(Beginning of Records for this exercise)
PR #1167, opened 2026-06-15
fix: escape quoted transition attribute value in convertAttributeValue

rootvector2:
## Changes

- root cause: `convertAttributeValue` wraps a quoted `transition:name` / `transition:animate` value in a JS string literal but never escapes it, unlike every other quoted-value path in the printer which goes through `escapeDoubleQuote`.
- a single-quoted `.astro` attribute value can legally contain a `"`, so `transition:name='x"+(expr)+"y'` breaks out of the string in the emitted `$$renderTransition(...)` call and injects arbitrary js into the generated module.
- escape the value with `escapeDoubleQuote(escapeNewlines(...))`, matching `printAttributesToObject` and the slot paths.

## Testing

- added a snapshot case `transition:name with a quote in the value`; it emits the value as `"one\"two"`, and reverting the one-line change fails it. found while auditing the printer's quoted-value emission sites.

## Docs

- bug fix only.

### DIFF
--- a/.changeset/escape-transition-attr-value.md
+++ b/.changeset/escape-transition-attr-value.md
@@ -1,0 +1,5 @@
+---
+"@astrojs/compiler": patch
+---
+
+Escape quoted `transition:name` and `transition:animate` attribute values when emitting the `renderTransition` call, so a value containing a double quote no longer breaks out of the generated JS string literal.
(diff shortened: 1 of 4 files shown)


Princesseuh:

PR #9, opened 2025-02-13
SUI-41 Added the logic to perform NHS Digital PDS searches

JRilforge:


shared/Shared/Models/SearchQuery.cs
```diff
@@ -0,0 +1,87 @@
...
+	[JsonPropertyName("_exact-match")]
+	public bool? ExactMatch { get; set; }
+	
+	[JsonPropertyName("_history")]
+	public bool? History { get; set; }
+	
+	[JsonPropertyName("_max-results")]
+	public bool? MaxResults { get; set; }
+
+	[RegularExpression(DateQueryRegex, ErrorMessage = "Incorrect format.")]
```
danmurray2020, line 22: Won't ever need this I don't think.

shared/Shared/Models/SearchQuery.cs
```diff
@@ -0,0 +1,87 @@
...
+	[JsonPropertyName("death-date")]
+	public string[]? DeathDate { get; set; }
+	
+	[JsonPropertyName("address-postalcode")]
+	public string? AddressPostalcode { get; set; }
+	
+	[JsonPropertyName("address-postcode")]
+	public string? AddressPostcode { get; set; }
```
danmurray2020, line 30: I think one of the above is being deprecated. Address-postcode I think.

danmurray2020:
LGTM. Just highlighted some things in the search query model, but they match the NHS API so happy to resolve those convos if we don't care so much that we would never use them.

PR #68, opened 2025-04-17
Feat: 146 client watcher configurations

StuwiiDev:
- Updated PDS Client watcher to have a URL input arg. This is because each LA will have their own unique matching service URL. Also updated to have some build details for when it is packaged as NuGet.
- Updated DBS Client watcher to have some build details for when it is packaged as NuGet.
- Added README for developers
- Added a client user README for instructions on how to use this.

Out of scope on this PR
- Nuget feed from pipeline. This will be done in a following PR once we get the OK from DfE to publish to Nuget.org

### DIFF
--- a/README_Clients_User_Manual.md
(End of Records for this exercise)
* Task statement *
All of the entries are to be transcribed exactly.

* Written solution *
PR #1167, opened 2026-06-15
fix: escape quoted transition attribute value in convertAttributeValue

rootvector2:
## Changes

- root cause: `convertAttributeValue` wraps a quoted `transition:name` / `transition:animate` value in a JS string literal but never escapes it, unlike every other quoted-value path in the printer which goes through `escapeDoubleQuote`.
- a single-quoted `.astro` attribute value can legally contain a `"`, so `transition:name='x"+(expr)+"y'` breaks out of the string in the emitted `$$renderTransition(...)` call and injects arbitrary js into the generated module.
- escape the value with `escapeDoubleQuote(escapeNewlines(...))`, matching `printAttributesToObject` and the slot paths.

## Testing

- added a snapshot case `transition:name with a quote in the value`; it emits the value as `"one\"two"`, and reverting the one-line change fails it. found while auditing the printer's quoted-value emission sites.

## Docs

- bug fix only.

### DIFF
--- a/.changeset/escape-transition-attr-value.md
+++ b/.changeset/escape-transition-attr-value.md
@@ -1,0 +1,5 @@
+---
+"@astrojs/compiler": patch
+---
+
+Escape quoted `transition:name` and `transition:animate` attribute values when emitting the `renderTransition` call, so a value containing a double quote no longer breaks out of the generated JS string literal.
(diff shortened: 1 of 4 files shown)


Princesseuh:

PR #9, opened 2025-02-13
SUI-41 Added the logic to perform NHS Digital PDS searches

JRilforge:


shared/Shared/Models/SearchQuery.cs
```diff
@@ -0,0 +1,87 @@
...
+	[JsonPropertyName("_exact-match")]
+	public bool? ExactMatch { get; set; }
+	
+	[JsonPropertyName("_history")]
+	public bool? History { get; set; }
+	
+	[JsonPropertyName("_max-results")]
+	public bool? MaxResults { get; set; }
+
+	[RegularExpression(DateQueryRegex, ErrorMessage = "Incorrect format.")]
```
danmurray2020, line 22: Won't ever need this I don't think.

shared/Shared/Models/SearchQuery.cs
```diff
@@ -0,0 +1,87 @@
...
+	[JsonPropertyName("death-date")]
+	public string[]? DeathDate { get; set; }
+	
+	[JsonPropertyName("address-postalcode")]
+	public string? AddressPostalcode { get; set; }
+	
+	[JsonPropertyName("address-postcode")]
+	public string? AddressPostcode { get; set; }
```
danmurray2020, line 30: I think one of the above is being deprecated. Address-postcode I think.

danmurray2020:
LGTM. Just highlighted some things in the search query model, but they match the NHS API so happy to resolve those convos if we don't care so much that we would never use them.

PR #68, opened 2025-04-17
Feat: 146 client watcher configurations

StuwiiDev:
- Updated PDS Client watcher to have a URL input arg. This is because each LA will have their own unique matching service URL. Also updated to have some build details for when it is packaged as NuGet.
- Updated DBS Client watcher to have some build details for when it is packaged as NuGet.
- Added README for developers
- Added a client user README for instructions on how to use this.

Out of scope on this PR
- Nuget feed from pipeline. This will be done in a following PR once we get the OK from DfE to publish to Nuget.org

### DIFF
--- a/README_Clients_User_Manual.md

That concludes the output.